The Disney Renaissance it helped usher in lasted only 10 years. The idea of finding “synergetic value” in an all-ages property in order to sell product has lasted 30 years onward. It’s why Cook rose as high as Disney chairman in the 2000s before jumping ship to Legendary Pictures, and it’s why the Disney Board of Directors became so desperate to keep Pixar Animation in that decade after WDAS hit another dry spell. The wooing and purchase of Pixar was Bob Iger’s mission statement when he became Disney CEO in 2005, and as Pixar flourished and WDAS rebounded in the 2010s, it’s also what drove Iger to purchase first Marvel and then Lucasfilm.

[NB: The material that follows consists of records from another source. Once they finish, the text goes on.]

PR #2769, opened 2019-05-15
Perforce incremental history

cross:
This implements PerforceRepository.getHistory(File,String) to support incremental history.


vladak:
Looks sane, thanks !

PR #2779, opened 2019-05-24
ignore eclipse and vscode ide files

wy193777:
So people use eclipse and vscode will feel a little bit happier.


vladak:
Thanks !

PR #2719, opened 2019-03-16
Templating projects and repositories on the main page

tulinkry:
depends on #2718

Using jstl custom tags to implement reusable code.

PR #2796, opened 2019-06-07
escape string literal using single quotes

vladak:
The advice from https://stackoverflow.com/questions/8898815/how-to-use-both-single-and-double-quotes-inside-jstl-el-expression seems to fix the problem of attribute value evaluation.


vladak:
This is follow-up to #2719.

vladak:
I verified in a custom repo that using double quotes and passing the set by value is enough.

Issue #2798, opened 2019-06-11
how to have multiple Perforce repositories as projects


cross:
This is a question.  I have a source tree, /disk/src, and under that are top-level directories for multiple (currently 12) projects from multiple source repositories.  I am running opengrok indexer with `-s /disk/src -d /disk/data -H -P -S -G`.  What the output from the console shows, and the log file, includes:

```
11:08:10 INFO: Scanning for repositories...
11:08:11 INFO: Done scanning for repositories, found 1 repositories (took 825 ms)
11:08:11 INFO: Generating history cache for all repositories ...
11:08:11 INFO: Creating historycache for 1 repositories
11:08:11 INFO: Creating historycache for /disk/src (PerforceRepository) without renamed file handling
11:41:42 INFO: Done historycache for /data/opengrok/src (took 0:33:31)
11:41:42 INFO: Done historycache for all repositories (took 0:33:31)
11:41:42 INFO: Done...
11:41:42 INFO: Starting indexing
11:41:43 INFO: Waiting for the executors to finish
11:41:43 INFO: Creating historycache for /disk/src (PerforceRepository) without renamed file handling
11:41:43 INFO: Creating historycache for /disk/src (PerforceRepository) without renamed file handling
11:41:43 INFO: Creating historycache for /disk/src (PerforceRepository) without renamed file handling
11:41:43 INFO: Creating historycache for /disk/src (PerforceRepository) without renamed file handling
```

It seems to be creating projects properly, when I view results in the U/I later, but.  Are the log messages just misleading, or am I doing something wrong?

(side note, only some of the projects are Perforce, some are git, it seems to always say `/disk/src (PerforceRepository)` which is in a way the most concerning part of the incorrect log messages...)

vladak:
Those identical paths do not look right to me. Also, the indexer found just one repository. If you run the indexer with -W, what is inside the XML configuration in terms of projects/repositories ?

vladak:
As for repository detection, for some repository types it is quite simple, e.g. for Git it is sufficient to have `.git` directory: https://github.com/oracle/opengrok/blob/f23ad94568a09e115e8d48c641573dcf2ef7408a/opengrok-indexer/src/main/java/org/opengrok/indexer/history/GitRepository.java#L528-L534

That said, it muse be within the search depth which is 3 by default, see the comment:
[...]

PR #2801, opened 2019-06-12
disallow repository path equal to source root

vladak:
The detection of most repository types relies on the existence of special directory/file (e.g. the `.git` directory for Git). Perforce runs external command to detect whether given directory belongs to a repository. When misconfigured this could lead to strange indexing behavior.

This should help to detect+prevent cases as described in #2798.


vladak:
Another place to fix that would be `RepositoryInfo#setDirectory()` however that would rely on classes that override this method to call `super`.

tulinkry:
Did you setup a test case for it or the existing test cases cover it?

vladak:
I am yet to think of a test case. It will have to be a bit artificial.

PR #2803, opened 2019-06-13
add missing brackets for method call

vladak:
This should fix the missing context path in project links on index page.


vladak:
Turns out JSTL checking is not that strong. Also, IDEA Ultimate does not follow through the method calls/references for `request` in tag libraries, maybe there is some import missing ?

PR #2809, opened 2019-06-14
Add support for getting CurrentVersion of PerforceRepository

cross:
Implement determineCurrentVersion() for PerforceRepository

note, I tested this and it works.  However, I've found that after loading the root in the Web U/I, then updating one of the perforce repositories, the web U/I doesn't refresh.  It is still showing the version test of that repository when I first loaded the page.  Shift-refresh doesn't help, and waiting an hour didn't help.

Have I missed something to make this know it needs to recheck via determineCurrentVersion()?

### DIFF
--- a/opengrok-indexer/src/main/java/org/opengrok/indexer/history/PerforceRepository.java
+++ b/opengrok-indexer/src/main/java/org/opengrok/indexer/history/PerforceRepository.java
@@ -272,6 +272,24 @@ public class PerforceRepository extends Repository {
 
     @Override
     String determineCurrentVersion(boolean interactive) throws IOException {
-        return null;
+        File directory = new File(getDirectoryName());
+        List<String> cmd = new ArrayList<>();
+
+        ensureCommand(CMD_PROPERTY_KEY, CMD_FALLBACK);
+        cmd.add(RepoCommand);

Prior to The Little Mermaid, Disney’s movie division was drifting away from animation as well as creating intellectual property for children (who then grew into adults still loving the product). After Mermaid, Disney’s goal has been to continue creating, or if need be acquiring, characters with similar synergetic value.
read more: Classic Animated Films on Disney+ Streaming Guide
But beyond the numbers and dollars, the film remains a magnificent artistic achievement for all involved. “Part of Your World” is all but the theme song for the Renaissance era with its endearing hopefulness and floating, flaming hair. And the sheer kinetic energy and color of “Under the Sea” is infectious to the point of many a parent’s exhaustion. The inspiration for both should’ve meant a long and fruitful career for the songwriting team of Ashman and Menken.
… It did for Menken. The composer has won four Oscars and been nominated for a total of eight, many of them for animated Disney films like Beauty and the Beast and Aladdin. Sadly, those two were the only ones he’d collaborate again on with Ashman. That lyricist, a man whom Roy Disney described as being just as much an influential genius at Disney as Walt, died from AIDS complications in 1991. He didn’t live to see Beauty and the Beast’s completion or finish half the songs on Aladdin.
Prior to his death though, he was there the night The Little Mermaid won its little gold men. It was only after collecting them he told Menken he was HIV-positive. In retrospect, Menken thinks he can see Ashman’s pain in a lot of the music they wrote together in these later years.
“There’s a lot of songs from that time where I could interpret them to have resonance of what’s going on beneath the surface,” Menken said in a recent interview. “He had all these neuropathies, one at a time, that robbed him of his strength and his abilities and his senses.”
While it is impossible to more than speculate on which songs had the greatest personal meaning for Ashman, I’ve wondered more than once if the agony of longing to be part of another world was informed by a man who knew he was in bad health looking at those free and not vilified in 1980s America. Ariel’s impassioned longing, her “I Want” song that reconfigured Disney Animation, is certainly open to an LGBTQ reading of wanting to not be on the outskirts of society. To not be closeted or quarantined to a cave, the outsider forever looking in.
Whatever the inspiration, its legacy fulfilled Ashman’s earliest wish when he pursued working with Disney.
“I grew up on Pinocchio and Peter Pan,” Ashman once said. “The idea that there’s these library books on a shelf: there’s Snow White, there’s Cinderella, there’s Peter Pan, there’s Pinocchio, and you’re trying to make something that fits comfortably on the shelf with those? It’s like what a difficult thing but what a great thing to try to do.”
The Little Mermaid more than found space beside those classics; it opened up its own shelf that is still being filled today.